E, infine, invano si cercherebbe in queste figurazioni la più lontana traccia d’orientalismo. Qualunque sia il giudizio assoluto sulla loro entità artistica, la loro originalità è indiscutibile.

Come dovremo chiamare quest’arte? Il nome importa fino ad un certo punto. Ma io credo che i titoli della sua nobiltà risalgano ad epoca molto remota. Essa è, credo, la primitiva arte pelasgica, che, sotto le varie alluvioni che ne commuovono e turbano la superficie, continua un suo lentissimo omogeneo corso profondo. Le varie arti d’importazione aprono rapidamente fiori brillanti ed effimeri: essa, pure accogliendo da ciascuna di quelle, con prudentissimo assorbimento, gli elementi che le giovano, solo per la infinita virtù insita in un proprio germe originario, compie il suo tardissimo sviluppo prodigioso, onde, da questi rozzi incunaboli, arriva, per tappe in gran parte documentate, alle pitture di Polignoto, alle sculture di Fidia e di Prassitele.

Se questa analisi è giusta, noi dobbiamo modificare profondamente le nostre idee sull’arte e sulla civiltà micenaica.

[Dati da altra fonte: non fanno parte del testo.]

Issue #20462, opened 2022-12-13
Tech Spec for "Improve Check Error Reporting"


evantahler:
We are going to add CHECK and DISCOVER failure reasons to the API and UI.

We need a shared [tech spec](https://docs.google.com/document/d/1GycFYbt572BrX8szKSkrAhsp_7KeoPyLlaj0lspcgxY/edit) which describes the API schema which will be returned.  The Connectors Extensibility team will work on the Front End, and Connector Ops will work on the API.

Some interesting topics to consider:
* What does the API look like?
* What are the cases where there might be a failure but no FailureReason (e.g. no AirbyteTraceErrorMessage) object.  How will those be represented.
 * Should the UI present all the data we have, or be "expandable" in some way?
* consider the heiercy of messages which could be shown:
  * status message, then failure.external_message, then failure.internal_message, then failure.stack_trace

evantahler:
Grooming:

* There's a similar API for showing failure reasons in jobs/syncs.  Should we copy this API? FailureReason objects are being returned here too

alafanechere:
@erohmensing provided valuable interrogations around the `check` flow here: https://github.com/airbytehq/airbyte/pull/20721#pullrequestreview-1246677467

erohmensing:
Link to the ratified tech spec [here](https://docs.google.com/document/d/16N5NAs9ahPTUEEebbij9fkny4vnjE4QnjkTuCqJKXbk/edit#)!

PR #20721, opened 2022-12-20
airbyte-common-workers: Collect trace message on failed connection_status

### LINKED ISSUE #18865: Collect trace message on failed connection_status
When there is a failed connection status (CHECK), sometimes the connector also emits an AirbyteTraceMessage with a failure reason.  Right now, we don't use the TraceMessage to build the failure reason like we do in a running sync.  We should!  

These errors are not presisted to the DB, but are sent to Sentry in https://github.com/airbytehq/airbyte/issues/19898

To reproduce this error:
* exit 0 (container didn't crash)
* The connector returned success=false + a TraceMessage.

We *do* properly capture trace messages with failures if the connector exited with a non-0 code.

alafanechere:
## What
Closes airbytehq/airbyte#18865 

Synchronous commands like SPEC, DISCOVER and CHECK can output trace messages that are not currently captured as failure reasons when the process exits with a `0` status code.

This PR aims at normalizing the behavior of these three commands:
- Do not consider the process exit code to characterize an error
- When a trace message is received: always add it to the job output
- When no trace message or catalog/connection status/spec is received -> throw a WorkerException

## How
Implement an explicit logic in:
https://github.com/airbytehq/airbyte/blob/1f6c31044fc0a092f7034f36bbd1c65f1467867b/airbyte-commons-worker/src/main/java/io/airbyte/workers/general/DefaultGetSpecWorker.java#L54

https://github.com/airbytehq/airbyte/blob/1f6c31044fc0a092f7034f36bbd1c65f1467867b/airbyte-commons-worker/src/main/java/io/airbyte/workers/general/DefaultCheckConnectionWorker.java#L59

https://github.com/airbytehq/airbyte/blob/1f6c31044fc0a092f7034f36bbd1c65f1467867b/airbyte-commons-worker/src/main/java/io/airbyte/workers/general/DefaultDiscoverCatalogWorker.java#L66

+ Update the unit tests


pedroslopez (commented):
We talked about this on a call, but leaving a comment for posterity:

Looks good overall, but we should:
- Add testing for the changes on both WorkerUtils and DefaultCheckConnectionWorker
- Look into following the same approach of always looking for trace messages in the other synchronous commands (spec, discover)

alafanechere:
@pedroslopez I tried to increase the shared logic between SPEC, DISCOVER and CHECK. I'd be interested in getting your opinion about the `throwOnNoFailureReason` approach.

airbyte-commons-worker/src/main/java/io/airbyte/workers/general/DefaultCheckConnectionWorker.java
```diff
@@ -78,28 +79,29 @@ public ConnectorJobOutput run(final StandardCheckConnectionInput input, final Pa
...
           .getOrDefault(Type.CONNECTION_STATUS, new ArrayList<>()).stream()
           .map(AirbyteMessage::getConnectionStatus)
           .findFirst();
 
-      if (status.isPresent() && exitCode == 0) {
+      final String defaultErrorMessage = String.format("Error checking connection, status: %s, exit code: %d", status, exitCode);
+
+      if (status.isEmpty()) {
+        LOGGER.error(defaultErrorMessage);
+        return WorkerUtils.getJobOutput(OutputType.CHECK_CONNECTION, failureReason, defaultErrorMessage, true);
```
pedroslopez, line 95: In reading this method being used it's not clear that this might actually throw - I would suggest either throwing here or having a different method that throws rather than having a boolean param.

airbyte-commons-worker/src/main/java/io/airbyte/workers/general/DefaultCheckConnectionWorker.java
```diff
@@ -78,28 +79,29 @@ public ConnectorJobOutput run(final StandardCheckConnectionInput input, final Pa
...
         LOGGER.debug("Check connection job received output: {}", output);
         LineGobbler.endSection("CHECK");
-        return new ConnectorJobOutput().withOutputType(OutputType.CHECK_CONNECTION).withCheckConnection(output);
-      } else {
-        final String message = String.format("Error checking connection, status: %s, exit code: %d", status, exitCode);
-        LOGGER.error(message);
-
-        return WorkerUtils.getJobFailureOutputOrThrow(OutputType.CHECK_CONNECTION, messagesByType, message);
+        ConnectorJobOutput jobOutput = WorkerUtils.getJobOutput(OutputType.CHECK_CONNECTION, failureReason, defaultErrorMessage, false);
+        return jobOutput.withCheckConnection(output);
```
pedroslopez, line 103: I think it's a little confusing having a `getJobOutput` method that doesn't fully get the job output (you still have to set the actual output on the JobOutput). Perhaps naming it something like `prepareJobOutput` or `buildJobOutput` can be clearer.

pedroslopez: Actually, we already have the FailureReason at this point (it's ok if it's null) so maybe we don't need that method at all and it can be 

```
return new ConnectorJobOutput()
    .withOutputType(CHECK_CONNECTION)
    .withFailureReason(failureReason)
    .withCheckConnection(output);
```

which doesn't seem too bad. Including things like error messages in that method call creates a bit of indirection imo since it's never going to be used

pedroslopez: (the same comment goes for discover and spec)

pedroslopez (commented):
Looks good logically, most of my comments are around making things a bit clearer but non-blocking.

The only thing I'd like to see before approving is some additional tests for WorkerUtils / Default***Workers.

alafanechere:
@pedroslopez I tried to make things a bit more readable and explicit: 
We do not check the exit code anymore: we throw a `WorkerException` if: 
- we can't find the object we're trying to read from the output (connection status, spec, catalog) 
- **AND** we don't have a failure reason

This logic is kept within the worker classes (Default*Worker.java), the Worker utils class only has utils to extract useful objects from messages. 

I'll add the tests if the overall logic looks good to you.

airbyte-commons-worker/src/main/java/io/airbyte/workers/general/DefaultCheckConnectionWorker.java
```diff
@@ -67,38 +64,35 @@ public ConnectorJobOutput run(final StandardCheckConnectionInput input, final Pa
...
           .map(AirbyteMessage::getConnectionStatus)
           .findFirst();
 
-      if (status.isPresent() && exitCode == 0) {
-        final StandardCheckConnectionOutput output = new StandardCheckConnectionOutput()
-            .withStatus(Enums.convertTo(status.get().getStatus(), Status.class))
-            .withMessage(status.get().getMessage());
+      final Optional<FailureReason> failureReason = WorkerUtils.getJobFailureReasonFromMessages(OutputType.CHECK_CONNECTION, messagesByType);
+      if (failureReason.isPresent()) {
+        jobOutput = jobOutput.withFailureReason(failureReason.get());
```
pedroslopez, line 81: nit: can use `.setFailureReason`  / `.setCheckConnection` so we don't have to reassign jobOutput.

pedroslopez (commented):
Nice! I think this makes it much clearer. Only one comment about reassigning the job output that is non-blocking - just waiting on the tests 😄

airbyte-commons-worker/src/main/java/io/airbyte/workers/general/DefaultDiscoverCatalogWorker.java
```diff
@@ -73,43 +70,40 @@ public ConnectorJobOutput run(final StandardDiscoverCatalogInput discoverSchemaI
...
-        return new ConnectorJobOutput().withOutputType(OutputType.DISCOVER_CATALOG_ID).withDiscoverCatalogId(catalogId);
+        jobOutput = jobOutput.withDiscoverCatalogId(catalogId);
       } else {
-        return WorkerUtils.getJobFailureOutputOrThrow(
-            OutputType.DISCOVER_CATALOG_ID,
-            messagesByType,
-            String.format("Discover job subprocess finished with exit code %s", exitCode));
+        if (failureReason.isEmpty()) {
+          throw new WorkerException("Integration failed to output a catalog struct.");
+        }
```
pedroslopez, line 104: This means that if a connector:
- exited with a non-zero exit code
-  _did_ output a catalog
- _did not_ output a failure reason

We would consider this a success. Should these conditions throw an exception as well? A non-zero exit code probably means _something_ went wrong but we just don't know what (since there isn't a failure reason)

alafanechere: Yes, you are right. 
But should we throw an exception if we can parse a catalog?  
I'd like to characterize an error only when we can't retrieve what we are looking for (spec, connection status, catalog).

pedroslopez: I don't feel super strongly about this, but I think having a non-zero exit code returned by the source means something went wrong so the job should fail. My worry would be that even though we have a catalog, a non-zero exit code may mean we shouldn't trust that catalog to be correct. Ideally we get a failure reason that tells us more, but it's kind of ambiguous if there isn't one present.

I can see the other side of the argument though. The protocol doesn't really say anything about the exit code, so just the presence of the right type of message might be enough on that side. I can also see it being ok to process the output if the exit code indicates something like the container was killed because it ran out of memory.

alafanechere:
@pedroslopez I updated the tests.
@evantahler could you suggest a tie break 😄 : Shall we throw an exception when the process exit code of this command is not `0`. The logic I implemented is the following, ignoring the status code: 
- If no trace message is captured: throw an exception
- If a trace message is captured: set the failure reason in the job output
- If a check status / spec / catalog AND a trace message is captured: set status / spec / catalog + a failure reason on the output.

pedroslopez (approved):

pedroslopez (approved):
Looks good, though some tests are failing - ok to merge once those are green. Will leave the final decision on whether to fail on non-zero to you 😄

evantahler:
Regarding `If no trace message is captured: throw an exception`, there's a case I'd like to learn more about:
* The connector exists with a non-0 exit code
* No trace messages were emitted
* The stack trace the connector emitted is meaningful.

Maybe the container doesn't have enough disk or memory to boot up.  The OS or python stack would say something like `could not allocate more RAM, crashing...`, and that message would be important to get back to the user.  Can the exception you throw take the last line of stderr or stdout and append that?

alafanechere:
@evantahler would something like https://github.com/airbytehq/airbyte/pull/20721/commits/51d8da17722b0b802d2b2eb1ea812a11b1ff6836 match your suggestion?

alafanechere:
I think I discovered a side effect:
When setting failure reason on a process that exit with a `0` status code the server response (using temporal metadata) is not considered a `success` (code [here](https://github.com/airbytehq/airbyte/blob/master/airbyte-server/src/main/java/io/airbyte/server/handlers/SchedulerHandler.java#L435)) and leads to a generic `Check Connection Failed!` error message in the front-end.

On my branch while setting a bad PG connection (I double-check the job output has a failure and the exit code is 0):
Screen Shot 2023-01-03 at 18 42 24


On `0.40.26`:
Screen Shot 2023-01-03 at 18 47 36

@pedroslopez and @evantahler it looks like a regression to me so I might tweak the `SchedulerHandler` code to get a similar error output as we have on 0.40.26.

airbyte-commons-worker/src/main/java/io/airbyte/workers/general/DefaultDiscoverCatalogWorker.java
erohmensing: FWIW, I'd definitely be confused if I saw a log that said a job exited with a non-zero status, and everything continued as planned. If we think we can generally trust the catalog outputted in this case, at least indicating a non-zero exit code as a warning might be helpful for hunting it down if things get messed up due to a strange catalog?

airbyte-commons-worker/src/main/java/io/airbyte/workers/general/DefaultGetSpecWorker.java
```diff
@@ -59,39 +55,37 @@ public ConnectorJobOutput run(final JobGetSpecConfig config, final Path jobRoot)
...
-            messagesByType,
-            String.format("Spec job subprocess finished with exit code %s", exitCode));
+        if (failureReason.isEmpty()) {
+          final String stderr = WorkerUtils.getStdErrFromErrorStream(process.getErrorStream());
+          if (stderr.isEmpty()) {
+            throw new WorkerException("Integration failed to output a spec struct and did not output a failure reason.");
+          } else {
+            throw new WorkerException("Integration failed to output a spec struct and did not output a failure reason:\n" + stderr);
+          }
+        }
```
erohmensing, line 85: Nit: here you indicate that there wasn't a failure reason for both cases, which seems correct here - but in the other two jobs, it's left out for both, or only included where there is no stderr output. 

Also wondering if it's worth combining these back into a function like before (but not returning) - something like `throwOnEmptyFailureReason("Integration failed to output a spec struct and did not output a failure reason.")`, since they all use the same code except for the included error message

pedroslopez:
@alafanechere I've updated the branch with the latest changes from master and fixed the conflicts that came up because of that.

 I took a stab at addressing the issue you raised about swallowing the check connection messages when a failure reason is also returned by the connector in [1f2138e](https://github.com/airbytehq/airbyte/pull/20721/commits/1f2138e51f6f0bf2ffb056c7dc768f1150646ae8). #20462 should provide more guidance as to what we should show in the case we receive both of these, but to keep behavior the same as it was prior I've changed the `succeeded` check to just verify that we have an output. I think saying the attempt failed if there was a failure reason is still correct, we just want to return the right thing to the api if we have it.

Before

image

After

image

airbyte-commons-worker/src/main/java/io/airbyte/workers/general/DefaultDiscoverCatalogWorker.java
alafanechere: @erohmensing I've changed the logic to log a warning if status code != 0.

airbyte-commons-worker/src/main/java/io/airbyte/workers/general/DefaultGetSpecWorker.java
alafanechere: I combined this logic in a utility function ✅ .

> here you indicate that there wasn't a failure reason for both cases, which seems correct here - but in the other two jobs, it's left out for both, or only included where there is no stderr output.

I'm not sure I understand this comment. I believe the logic is similar across the three classes because I implemented the utility function.

alafanechere: I figured you mean the error message :D

airbyte-commons-worker/src/main/java/io/airbyte/workers/general/DefaultCheckConnectionWorker.java
```diff
@@ -73,18 +70,12 @@ public ConnectorJobOutput run(final StandardCheckConnectionInput input, final Pa
...
-      }
+      LineGobbler.gobble(process.getErrorStream(), LOGGER::error);
 
-      final int exitCode = process.exitValue();
-      final Optional<AirbyteConnectionStatus> status = messagesByType
+      final Map<Type, List<AirbyteMessage>> messagesByType = WorkerUtils.getMessagesByType(process, streamFactory, 30);
+      final Optional<AirbyteConnectionStatus> connectionStatus = messagesByType
           .getOrDefault(Type.CONNECTION_STATUS, new ArrayList<>()).stream()
           .map(AirbyteMessage::getConnectionStatus)
           .findFirst();
```
erohmensing, line 81: Want to make sure my understanding is correct - here we look at all of the messages getting sent though, filter for connection status messages and grab the connection status from those, but only use the first one as the `connectionStatus`. Do we expect to have multiple of these messages and if so, why does the first one accurately represent the connection status?

airbyte-commons-worker/src/main/java/io/airbyte/workers/general/DefaultCheckConnectionWorker.java
```diff
@@ -104,25 +95,30 @@ public ConnectorJobOutput run(final StandardCheckConnectionInput input, final Pa
...
-        return new ConnectorJobOutput().withOutputType(OutputType.CHECK_CONNECTION).withCheckConnection(output);
-      } else {
-        final String message = String.format("Error checking connection, status: %s, exit code: %d", status, exitCode);
-        LOGGER.error(message);
-
-        return WorkerUtils.getJobFailureOutputOrThrow(OutputType.CHECK_CONNECTION, messagesByType, message);
+            .withStatus(Enums.convertTo(connectionStatus.get().getStatus(), Status.class))
+            .withMessage(connectionStatus.get().getMessage());
+        LOGGER.info("Check connection job received output: {}", output);
+        jobOutput.setCheckConnection(output);
```
erohmensing, line 111: So we determine success by checking the `jobOutput` for a `checkConnection`, which will only be set if there is a connectionStatus.

We return the jobOutput either way, but if it's successful we can `getCheckConnection`, otherwise we can't and we need to check the FailureReason to figure out why

erohmensing: Do we need to worry at all about any places where `worker.run()` might interpret receiving a JobOutput with no checkConnection but with a FailureReason as a success, since we used to always return a jobOutput with a checkConnection, or throw ?

erohmensing (commented):
I think this looks pretty good -- I added a few clarifying questions mostly for my own understanding! Following the logic, it looks like this 
* looks for a connection status message
* looks for failure reasons in check connection messages
* sets the failure reason of the job if there's failure reasons
* if we got a connection status message, set the checkConnection output of the jobOutput
* if no connection status message and no failure reason, throw
* return the jobOutput

I followed the logic for checkConnection, and glanced over the other 2 jobs.

A few things that might have helped understand this better at first glance of a new code base:
* the existence CONNECTION_STATUS messages are being used to determine success, I think. could one consider a `connectionStatus` to be something like a connectionSuccess or connectionConfirmation? 
* I wonder if it would be worth adding a method `isSuccess` or `isSuccessful` that returns `output.getCheckConnection != null`? (and similar for the other methods)? On spec, it's relatively intuitive that if `getSpec` is null, the job failed, but for `getCheckConnection`, as someone new to the code base, it feels like a method named `getCheckConnection` could contain information about a failed job or a successful job - I have to look at the code to see that it only gets set in the case of success.

airbyte-commons-worker/src/main/java/io/airbyte/workers/general/DefaultCheckConnectionWorker.java
alafanechere: I think the `first` makes sense because the connector should output a single status message. But this is not something the platform should be aware of. I think picking the last status instead of the first one would be safer. I will create an issue.

alafanechere: https://github.com/airbytehq/airbyte/issues/21400

erohmensing: Yeah, that seems like a very implicit expectation! Agree that the last probably is more likely to represent the actual status (e.g. if we for some reason output status messages for multiple retries while trying to connect). Thanks for making an issue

L’opinione prevalente, infatti, è tuttora, su per giú, quella sostenuta dal Perrot1: che fosse la diffusione, sul continente ellenico, della civiltà cretese. E fosse ricca di centri industriali, dove, sotto la protezione di principi opulenti e amici del lusso, avrebbero lavorato gruppi d’artisti che si tramandavano, di padre in figlio, i segreti del mestiere. E le opere di queste officine si sarebbero diffuse, non solamente per tutta la Grecia, bensí anche in contrade lontane, e massime nell’Egitto.

  1. Op. cit., VI. Cosí anche il Baumgarten.